# push/pull/legs twice a week



## a.notherguy (Nov 17, 2008)

hi

im in a very busy period of my life at the mo and i can get to the gym for 30min max each day.

what are peoples thoughts on this?

overtaxing the CNS?

mon

heavy push - ramping upto a single working set of 4-6 reps.

bench

mil press

dips

tue

light pull - ramping upto a single working set of 8-12 reps.

chins

d row

upright row

wed

heavy legs:

squat

s.l.deads

seated calf

thurs

light push:

incline d press

lateral raise

narrow grip press

fri

heavy pull:

deads

rows

v-bar chins

sat

light legs:

leg press

leg curls

calf raise

only 3 exercises per session with 1 working set per exercise.... all other sets will be warm up sets.

with a 5min warm up and warm down on bike/rowing machine i willl be able to get in and out of the gym in under 30mins.

is this [email protected]?


----------



## a.notherguy (Nov 17, 2008)

just to add, im a mid 30's natty, good diet and a job that isnt physical.


----------



## flinty90 (Jul 1, 2010)

yes its crap imo

push pull legs 3 sessions per week with a good rest in between is plenty mate IF your doing it right...

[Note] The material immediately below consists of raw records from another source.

PR #441, opened 2021-01-18
MGMT-3603 Changes for single node IPv6

ori-amizur:
- Send machine CIDR to assisted-service in user-managed-networking single with IPv6
- Set all dns names to point to the node IP address
/cc @empovit 
/cc @tsorya

### DIFF
--- a/discovery-infra/start_discovery.py
+++ b/discovery-infra/start_discovery.py
@@ -8,7 +8,7 @@ import json
 import os
 import time
 import distutils.util
-from netaddr import IPNetwork
+from netaddr import IPNetwork, IPAddress
 
 from test_infra import assisted_service_api, consts, utils
 from test_infra.helper_classes import cluster as helper_cluster
@@ -229,12 +229,12 @@ def set_cluster_vips(client, cluster_id, machine_net):
     client.update_cluster(cluster_id, cluster_info)
 
 
-def set_cluster_machine_cidr(client, cluster_id, machine_net):
+def set_cluster_machine_cidr(client, cluster_id, machine_net, set_vip_dhcp_allocation=True):
     cluster_info = client.cluster_get(cluster_id)
-    cluster_info.vip_dhcp_allocation = True
-    cluster_info.machine_network_cidr = machine_net.cidr_v4
+    if set_vip_dhcp_allocation:
+        cluster_info.vip_dhcp_allocation = True
+    cluster_info.machine_network_cidr = machine_net.cidr_v6 if machine_net.has_ip_v6 and not machine_net.has_ip_v4 else machine_net.cidr_v4
     client.update_cluster(cluster_id, cluster_info)
-
 
 def _get_vips_ips(machine_net):
     if machine_net.has_ip_v4:
@@ -288,7 +288,7 @@ def _cluster_create_params():
     ipv4 = args.ipv4 and args.ipv4.lower() in MachineNetwork.YES_VALUES
     ipv6 = args.ipv6 and args.ipv6.lower() in MachineNetwork.YES_VALUES
     ntp_source = _get_host_ip_from_cidr(args.vm_network_cidr6 if ipv6 and not ipv4 else args.vm_network_cidr)
-    user_managed_networking = is_none_platform_mode()
+    user_managed_networking = is_user_managed_networking()
     http_proxy, https_proxy, no_proxy = _get_http_proxy_params(ipv4=ipv4, ipv6=ipv6)
     params = {
         "openshift_version": utils.get_openshift_version(),
@@ -394,7 +394,7 @@ def nodes_flow(client, cluster_name, cluster):
         cluster_info = client.cluster_get(cluster.id)
         macs = utils.get_libvirt_nodes_macs(nodes_details["libvirt_network_name"])
 
-        if not (cluster_info.api_vip and cluster_info.ingress_vip) and args.master_count != 1:
+        if not (cluster_info.api_vip and cluster_info.ingress_vip):
             utils.wait_till_hosts_with_macs_are_in_status(
                 client=client,
                 cluster_id=cluster.id,
@@ -406,7 +406,10 @@ def nodes_flow(client, cluster_name, cluster):
                 ],
             )
 
-            if args.vip_dhcp_allocation:
+            if args.master_count == 1 and machine_net.has_ip_v6 and not machine_net.has_ip_v4:
+                set_cluster_machine_cidr(client, cluster.id, machine_net, set_vip_dhcp_allocation=False)
+                tf.change_variables({"libvirt_master_ips": [[helper_cluster.Cluster.get_ip_for_single_node_v6(client, cluster.id, args.vm_network_cidr6)]]})
+            elif args.vip_dhcp_allocation:
                 set_cluster_machine_cidr(client, cluster.id, machine_net)
             else:
                 set_cluster_vips(client, cluster.id, machine_net)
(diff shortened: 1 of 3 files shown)


discovery-infra/start_discovery.py
```diff
@@ -229,12 +230,25 @@ def set_cluster_vips(client, cluster_id, machine_net):
     client.update_cluster(cluster_id, cluster_info)
 
 
-def set_cluster_machine_cidr(client, cluster_id, machine_net):
+def set_cluster_machine_cidr(client, cluster_id, machine_net, set_vip_dhcp_allocation=True):
     cluster_info = client.cluster_get(cluster_id)
-    cluster_info.vip_dhcp_allocation = True
-    cluster_info.machine_network_cidr = machine_net.cidr_v4
+    if set_vip_dhcp_allocation:
```
tsorya, line 235: no need for if ,just 
cluster_info.vip_dhcp_allocation = set_vip_dhcp_allocation

discovery-infra/start_discovery.py
```diff
@@ -229,12 +230,25 @@ def set_cluster_vips(client, cluster_id, machine_net):
...
+        cluster_info.vip_dhcp_allocation = True
+    cluster_info.machine_network_cidr = machine_net.cidr_v6 if machine_net.has_ip_v6 and not machine_net.has_ip_v4 else machine_net.cidr_v4
     client.update_cluster(cluster_id, cluster_info)
 
+def _get_ip_for_single_node_v6(client, cluster_id):
```
tsorya, line 240: can we use this method ? 
https://github.com/openshift/assisted-test-infra/blob/master/discovery-infra/test_infra/helper_classes/cluster.py#L660

tsorya: i want to have only one place that get host ips

discovery-infra/start_discovery.py
```diff
@@ -288,7 +302,7 @@ def _cluster_create_params():
     ipv4 = args.ipv4 and args.ipv4.lower() in MachineNetwork.YES_VALUES
     ipv6 = args.ipv6 and args.ipv6.lower() in MachineNetwork.YES_VALUES
     ntp_source = _get_host_ip_from_cidr(args.vm_network_cidr6 if ipv6 and not ipv4 else args.vm_network_cidr)
-    user_managed_networking = is_none_platform_mode()
+    user_managed_networking = is_user_managed_networking()
```
tsorya, line 305: one of the ideas not to change this flag was to verify that there is no need to set it true in cluster create call

discovery-infra/start_discovery.py
```diff
@@ -394,7 +408,7 @@ def nodes_flow(client, cluster_name, cluster):
         cluster_info = client.cluster_get(cluster.id)
         macs = utils.get_libvirt_nodes_macs(nodes_details["libvirt_network_name"])
 
-        if not (cluster_info.api_vip and cluster_info.ingress_vip) and args.master_count != 1:
+        if not (cluster_info.api_vip and cluster_info.ingress_vip):
```
tsorya, line 411: not sure i understand this condition, maybe you know?

terraform_files/baremetal/main.tf
```diff
@@ -162,24 +162,24 @@ resource "libvirt_domain" "worker" {
 
 data "libvirt_network_dns_host_template" "api" {
   count    = 1
-  ip       = var.bootstrap_in_place ? var.libvirt_master_ips[count.index][0] : var.api_vip
+  ip       = var.bootstrap_in_place && !var.ipv6 ? var.libvirt_master_ips[count.index][0] : var.api_vip
```
tsorya, line 165: can you explain the logic please ?

discovery-infra/start_discovery.py
ori-amizur: OK

discovery-infra/start_discovery.py
ori-amizur: This one gets IP that belongs to the machine CIDR

discovery-infra/start_discovery.py
ori-amizur: It seemed to me that the definition of is_user_managed_networking here was incorrect.  It is not just for none platform but for single node as well

empovit:
IMO this PR may interfere with static IPs, e.g. in how it handles the API VIP. What do you think @yevgeny-shnaidman ?

discovery-infra/start_discovery.py
ori-amizur: Whoever did it didn't want to set vips or machine-cidr for none platform

terraform_files/baremetal/main.tf
ori-amizur: When using ipv6, we do not know the ips before and we cannot set before.  Therefore, for DNS, we set all to point to api-vip, and when the node IP is known, we set the api-vip to point to the node-ip

discovery-infra/start_discovery.py
tsorya: but most of the logic is the same, so lets use the existing one and just verify machine-cidr ?

terraform_files/baremetal/main.tf
tsorya: it was added to support adding dns for single node and single node have no api vip. so i don't understand the logic

discovery-infra/start_discovery.py
ori-amizur: Actually since python is typeless,  prefer to set it to True explicitly

discovery-infra/start_discovery.py
ori-amizur: And also I want to verify that is is IPv6.  Anyway, I will change

ori-amizur: This approach will prefer IPv4 over IPv6.  Not sure I want that

discovery-infra/start_discovery.py
```diff
@@ -229,13 +229,13 @@ def set_cluster_vips(client, cluster_id, machine_net):
...
 
 
-def set_cluster_machine_cidr(client, cluster_id, machine_net):
+def set_cluster_machine_cidr(client, cluster_id, machine_net, set_vip_dhcp_allocation=True):
     cluster_info = client.cluster_get(cluster_id)
-    cluster_info.vip_dhcp_allocation = True
-    cluster_info.machine_network_cidr = machine_net.cidr_v4
+    if set_vip_dhcp_allocation:
+        cluster_info.vip_dhcp_allocation = True
+    cluster_info.machine_network_cidr = machine_net.cidr_v6 if machine_net.has_ip_v6 and not machine_net.has_ip_v4 else machine_net.cidr_v4
```
empovit, line 236: Can be simplified as `machine_net.cird_v4 if machine_net.has_ip_v4 else machine_net.cidr_v6`

discovery-infra/start_discovery.py
```diff
@@ -406,7 +406,10 @@ def nodes_flow(client, cluster_name, cluster):
                 ],
             )
 
-            if args.vip_dhcp_allocation:
+            if args.master_count == 1 and machine_net.has_ip_v6 and not machine_net.has_ip_v4:
+                set_cluster_machine_cidr(client, cluster.id, machine_net, set_vip_dhcp_allocation=False)
+                tf.change_variables({"libvirt_master_ips": [[helper_cluster.Cluster.get_ip_for_single_node_v6(client, cluster.id, args.vm_network_cidr6)]]})
```
empovit, line 411: This line will break static IPs as it tries to update TF variables. Currently this causes an attempt to set a MAC address, which fails.

empovit: I believe `if not args.with_static_ips:` can solve it.

discovery-infra/start_discovery.py
ori-amizur: It is not the same

PR #442, opened 2021-01-18
allowing setting node variables from test

nshidlin:
This PR adds:

- request argument to nodes fixture in order to set vm creation parameters at the test level
- modifies attach_disk fixture to support multiple disks

### DIFF
--- a/discovery-infra/tests/base_test.py
+++ b/discovery-infra/tests/base_test.py
@@ -7,6 +7,8 @@ from typing import Optional
 from pathlib import Path
 from paramiko import SSHException
 import shutil
+from copy import deepcopy
+import math
 
 from test_infra import consts
 import test_infra.utils as infra_utils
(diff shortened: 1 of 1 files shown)


discovery-infra/tests/base_test.py
```diff
@@ -228,3 +239,12 @@ def update_oc_config(self, nodes, cluster):
...
                                api_vip=api_vip)
+
+    @staticmethod
+    def get_insufficeint_disk_size_for_nodes(api_client):
+        min_host_requirements = api_client.get_host_requirements()
+        min_disk = min_host_requirements.worker.disk_size_gb
+        min_disk_bytes = min_disk * pow(1000, 3)
+        insufficient_disk_bytes = math.floor(min_disk_bytes * 0.90)
+
+        return {'worker_disk': insufficient_disk_bytes, 'master_disk': insufficient_disk_bytes}
```
lalon4, line 250: why we need to return same value twice? cant we just return node_disk?

nshidlin: `worker_disk` and `master_disk` are the names of the terrafrom variables. This makes it easier to pass to override_vm_parameters

lalon4: think its better to have this method in test level. WDYT?

discovery-infra/tests/base_test.py
```diff
@@ -18,18 +20,27 @@
 from tests.conftest import env_variables, qe_env
 from download_logs import download_logs
 
-
 class BaseTest:
+    @staticmethod
+    def override_vm_parameters(**kwargs):
```
tsorya, line 25: where it is used?

nshidlin: in the tests

nshidlin: moved the calling of this into `nodes` fixture

PR #446, opened 2021-01-19
MGMT-3693 Add wait loop for must-gather logs in download_logs

slaviered:
/assign @YuviGold

### DIFF
--- a/discovery-infra/test_infra/logs_utils.py
+++ b/discovery-infra/test_infra/logs_utils.py
@@ -10,7 +10,8 @@ from test_infra.consts import NUMBER_OF_MASTERS
 OC_DOWNLOAD_LOGS_INTERVAL = 10 * 60
 NUM_OF_RETRIES = 6
 
-def verify_logs_uploaded(cluster_tar_path, expected_min_log_num, installation_success):
+
+def verify_logs_uploaded(cluster_tar_path, expected_min_log_num, installation_success, check_oc=False):
     assert os.path.exists(cluster_tar_path), f"{cluster_tar_path} doesn't exist"
 
     with TemporaryDirectory() as tempdir:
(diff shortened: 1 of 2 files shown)


YuviGold (approved):
LGTM

discovery-infra/test_infra/logs_utils.py
```diff
@@ -24,17 +25,18 @@ def verify_logs_uploaded(cluster_tar_path, expected_min_log_num, installation_su
                     _verify_bootstrap_logs_uploaded(tempdir, gz, installation_success)
                 elif "master" in gz or "worker" in gz:
                     _verify_node_logs_uploaded(tempdir, gz)
+                elif "controller" in gz:
+                    if check_oc:
+                        _verify_oc_logs_uploaded(os.path.join(tempdir, gz))
```
ybettan, line 30: Why not to have a function `_verify_oc_logs_uploaded` that get a parameter `installation_success` and check logs on success and on failure?

We are currently missing checking controller logs on success, I would suggest something like:
```
elif "controller" in gz:
    _verify_controller_logs_uploaded(cluster_tar_path, installation_success)
 
 def _verify_controller_logs_uploaded(cluster_tar_path, installation_success):
      # check that the controller logs exist (controller.logs)
      if !installation_success:
          # check that all the subdirectories of must-gather exists (the same way it is done for installer-gather)
```

discovery-infra/test_infra/logs_utils.py
```diff
@@ -10,7 +10,8 @@
 OC_DOWNLOAD_LOGS_INTERVAL = 10 * 60
 NUM_OF_RETRIES = 6
 
-def verify_logs_uploaded(cluster_tar_path, expected_min_log_num, installation_success):
+
+def verify_logs_uploaded(cluster_tar_path, expected_min_log_num, installation_success, check_oc=False):
```
ybettan, line 14: `check_oc` parameter is redundant, you can get the same logic by using `installation_success`

discovery-infra/test_infra/logs_utils.py
slaviered: we do check controller logs on success through the check of min_num_of_logs. In addition there is no point to check within the must-gather dirctory since they are too many directories there and with temporary names. if the outer zip exists it means that must-gather tool ran successfully. Otherwise the zip is not created (unlike other log cases)

discovery-infra/test_infra/logs_utils.py
slaviered: these parameters are not identical. installation_success can be false from numerous reasons. only certain failures, or more precisely failure stages indicates that we might have must-gather logs

PR #447, opened 2021-01-20
MGMT-3702 Fix assisted test infra to work with static ips with IPv6 single node

ori-amizur:
/cc @empovit 
/cc @tsorya


terraform_files/baremetal/variables-libvirt.tf
```diff
@@ -174,3 +174,9 @@ variable "static_macs" {
   description = "If true, static macs are configured for the network interfaces"
   type        = bool
 }
+
+variable "single_node_ip" {
+  description = "IP address of single node.  Used for DNS"
+  type = string
+  default = "192.168.126.10"
```
tsorya, line 181: lets remove default and set it in the code, i want this part to fail in case nobody sets ip

ori-amizur: OK

PR #449, opened 2021-01-20
MGMT-3607: configure OS to enable IPv6 via sysctl

osherdp:
/cc @ori-amizur @empovit

### DIFF
--- a/scripts/install_environment.sh
+++ b/scripts/install_environment.sh
@@ -183,6 +183,10 @@ function additional_configs() {
     sudo setenforce 0 || true
     sudo chmod 600 ssh_key/key
     sudo firewall-cmd --zone=libvirt --add-port=59151-59154/tcp
+
+    echo "enabling ipv6"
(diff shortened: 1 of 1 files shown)


scripts/install_environment.sh
```diff
@@ -183,6 +183,10 @@ function additional_configs() {
     sudo setenforce 0 || true
     sudo chmod 600 ssh_key/key
     sudo firewall-cmd --zone=libvirt --add-port=59151-59154/tcp
+
+    echo "enabling ipv6"
+    sudo sed -ir 's/net.ipv6.conf.all.disable_ipv6 = 1/net.ipv6.conf.all.disable_ipv6 = 0/g' /etc/sysctl.conf
```
empovit, line 188: Although having spaces around the equal sign is the default, the format without spaces is also accepted. I'd recommend handling it as well, i.e. `net.ipv6.conf.all.disable_ipv6=1`. Just in case.

osherdp: Done

PR #452, opened 2021-01-23
Add bootable option for newly attached disks

trewest:
Modifies `attach_test_disk` node method and dependencies to allow for attaching bootable disks. This is useful for test cases that require a disk with the `(bootable)` flag to be set

### DIFF
--- a/discovery-infra/test_infra/controllers/node_controllers/libvirt_controller.py
+++ b/discovery-infra/test_infra/controllers/node_controllers/libvirt_controller.py
@@ -99,11 +99,11 @@ class LibvirtController(NodeController, ABC):
         utils.run_command(command, shell=True)
 
     @staticmethod
-    def create_bootable_disk(disk_path, disk_size):
-        create_disk_image = f'qemu-img create -f qcow2 {disk_path} {disk_size}'
-        utils.run_command(create_disk_image, shell=True)
-        create_mbr_partition = f'virt-format -a {disk_path} --partition=mbr'
-        utils.run_command(create_mbr_partition, shell=True)
+    # LIBGUESTFS_BACKEND set to mitigate errors with running libvirt as root
+    # https://libguestfs.org/guestfs-faq.1.html#permission-denied-when-running-libguestfs-as-root
+    def add_disk_bootflag(disk_path):
+        command = f'virt-format -a {disk_path} --partition=mbr'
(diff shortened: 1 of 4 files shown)


discovery-infra/test_infra/controllers/node_controllers/libvirt_controller.py
```diff
@@ -205,6 +210,10 @@ def attach_test_disk(self, node_name, disk_size):
 
         self.create_disk(tmp_disk, disk_size)
 
+        if bootable:
+            os.environ["LIBGUESTFS_BACKEND"] = "direct"
```
omertuc, line 214: What is the purpose of this environment variable?

trewest:
@omertuc Check "Permission denied" when running libguestfs as root section:
https://libguestfs.org/guestfs-faq.1.html#permission-denied-when-running-libguestfs-as-root

I have seen a "No such file or directory" error message but it seems that this method fixes the issue.

omertuc:
> @omertuc Check "Permission denied" when running libguestfs as root section:
> [libguestfs.org/guestfs-faq.1.html#permission-denied-when-running-libguestfs-as-root](https://libguestfs.org/guestfs-faq.1.html#permission-denied-when-running-libguestfs-as-root)
> 
> I have seen a "No such file or directory" error message but it seems that this method fixes the issue.

I see. Is it relevant only for the invocation of `virt-format`? If so, I think it's best if you only set that environment for that specific invocation, rather than globally for the entire process, so it doesn't affect anything that might not otherwise need it.

Might want to modify https://github.com/openshift/assisted-test-infra/blob/b6d2b0099b1c5d133d69ffc9f919182c22feb7d4/discovery-infra/test_infra/utils.py#L35 to allow passing extra environment variables to allow that

trewest:
@omertuc made recommended updates. I also tested and it is passing

discovery-infra/test_infra/utils.py
```diff
@@ -32,13 +32,14 @@
...
 
-def run_command(command, shell=False, raise_errors=True):
+def run_command(command, shell=False, raise_errors=True, env=None):
     command = command if shell else shlex.split(command)
     process = subprocess.run(
         command,
         shell=shell,
         stdout=subprocess.PIPE,
         stderr=subprocess.PIPE,
+        env=env,
```
omertuc, line 42: IIRC env overwrites the entire env, so it's better to append to it rather than overwrite it completely.

Here is an example of what I mean:
image

PR #523, opened 2021-02-15
MGMT-4100 Move download logs logic to download_logs.sh script

YuviGold:
Support onprem and k8s logs with getting `ADDITIONAL_PARAMS` environment variable. i.e. `--must-gather`, `--download-all`, `--update-by-events`.

/cc @osherdp

### DIFF
--- a/Jenkinsfile
+++ b/Jenkinsfile
@@ -24,14 +24,17 @@ pipeline {
 
     environment {
         SKIPPER_PARAMS = " "
-        PULL_SECRET = credentials('assisted-test-infra-pull-secret')
-        OCPMETAL_CREDS = credentials('docker_ocpmetal_cred')
-        SLACK_TOKEN = credentials('slack-token')
         BASE_DNS_DOMAINS = credentials('route53_dns_domain')
         ROUTE53_SECRET = credentials('route53_secret')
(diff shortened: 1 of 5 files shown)


discovery-infra/logger.py
```diff
@@ -17,6 +18,16 @@ def format(self, record):
         return self._filter(original)
 
 
+class suppressLog(suppress):
```
osherdp, line 21: it's a misleading name, I thought it just suppresses logging inside the block
Maybe ``suppressAndLog`` or ``suppressButLog``? Or ``suppressWithNotification``/``WithLogging``

osherdp (changes requested):
just the class name sounds weird

YuviGold:
I divided this PR into another PR https://github.com/openshift/assisted-test-infra/pull/524

osherdp (approved):
/lgtm

osherdp:
@YuviGold all latest failures:
```
HTTP response body: {"code":"500","href":"","id":500,"kind":"Error","reason":"coreos-installer failed: /data/coreos-installer: error while loading shared libraries: libssl.so.1.1: cannot open shared object file: No such file or directory\n: exit status 127"}
```

Not relevant at all to your changes, which makes me think it's somehow got broken

PR #525, opened 2021-02-16
NO-ISSUE - if no events file look for updates

oshercc:


YuviGold (approved):
LGTM

discovery-infra/download_logs.py
```diff
@@ -79,21 +79,32 @@ def is_update_needed(output_folder: str, update_on_events_update: bool, client:
...
+        log.warn(f"no event file {destination_event_file_path}")
+        shutil.rmtree(output_folder)
+        return True
+
     with tempfile.NamedTemporaryFile() as latest_event_tp:
         with suppressAndLog(assisted_service_client.rest.ApiException):
             client.download_cluster_events(cluster['id'], latest_event_tp.name)
 
-        if filecmp.cmp(destination_event_file_path, latest_event_tp.name):
+        if new_events_available(destination_event_file_path, latest_event_tp.name):
```
eranco74, line 91: The if statement seems wrong.
```
if  new_events_available...:
    log.info("no new events found for {}".format(destination_event_file_path))


```

discovery-infra/download_logs.py
```diff
@@ -79,21 +79,32 @@ def is_update_needed(output_folder: str, update_on_events_update: bool, client:
...
             need_update =  False
         else:
             log.info("update needed, new events found, deleting {} ".format(destination_event_file_path))
-            os.remove(destination_event_file_path)
+            shutil.rmtree(output_folder)
             latest_event_tp.close()
             need_update = True
     return need_update
 
+def new_events_available(available_event_file: str, latest_event_file: str):
```
YuviGold, line 102: if you just check the length, you should use `os.path.getsize` instead of opening a file. The size can be found on the inode of the file and opening it is unnecessary.

PR #526, opened 2021-02-16
MGMT-4100 Set local service url only if REMOTE_SERVICE_URL wasn't provided

YuviGold:
…vided

Fixes getting remote cluster logs without trying to use local minikube, that might not exist.

/cc @osherdp


osherdp (approved):
/lgtm

PR #532, opened 2021-02-17
fix(install_minikube.sh): usr/local/bin is not in default 'root' $PAT…

iranzo:
usr/local/bin is not in default 'root' $PATH, only for users, but '/usr/local/sbin' is


YuviGold:
I think `oc` should be in the same place as `minikube` and `kubectl`. WDYT?

iranzo:
> I think `oc` should be in the same place as `minikube` and `kubectl`. WDYT?

Want me to also update the other paths too?

eranco74 (commented):
/lgtm

YuviGold (approved):
LGTM

YuviGold:
/hold
```
/bin/sh: oc: command not found
```

YuviGold:
@iranzo what do you think about using [arkade](https://github.com/alexellis/arkade)?

PR #533, opened 2021-02-17
prettify the files

iranzo:
- Removes executable bit of html file
- Adds encoding to python files
- Removes trailing spaces
- Applies 'black' formatter to python files
- Fixes newline at end of files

your cns will get smashed trying to do it too many times with the right intensity.. thats the thing about PPL routines people feel there not good as they are easy, but not if you do them right...

natty aswell you better be eating and resting really well brother


----------



## a.notherguy (Nov 17, 2008)

flinty90 said:


> yes its crap imo
> 
> push pull legs 3 sessions per week with a good rest in between is plenty mate IF your doing it right...
> 
> ...


cheers filnty, yeah, i thought it was [email protected], just i dont really have time to get in and do a full session.

do you think that if i just did the 3 heavy workouts with just a single working set for each exercise it would be ok? (only 3 working sets per session seems very low) or do you think that i would be better off doing a body part split so i can do 3 exercises per body part 4 or 5 days per week?


----------



## flinty90 (Jul 1, 2010)

a.notherguy said:


> cheers filnty, yeah, i thought it was [email protected], just i dont really have time to get in and do a full session.
> 
> do you think that if i just did the 3 heavy workouts with just a single working set for each exercise it would be ok? (only 3 working sets per session seems very low) or do you think that i would be better off doing a body part split so i can do 3 exercises per body part 4 or 5 days per week?


me personally mate if you can get to gym every day for 30 minutes i would do a split

monday - back

tuesday - chest

wednesday - legs

thursday - shoulders

friday - arms

pick 3 bigger compounds and 2 iso exersices and make it have it..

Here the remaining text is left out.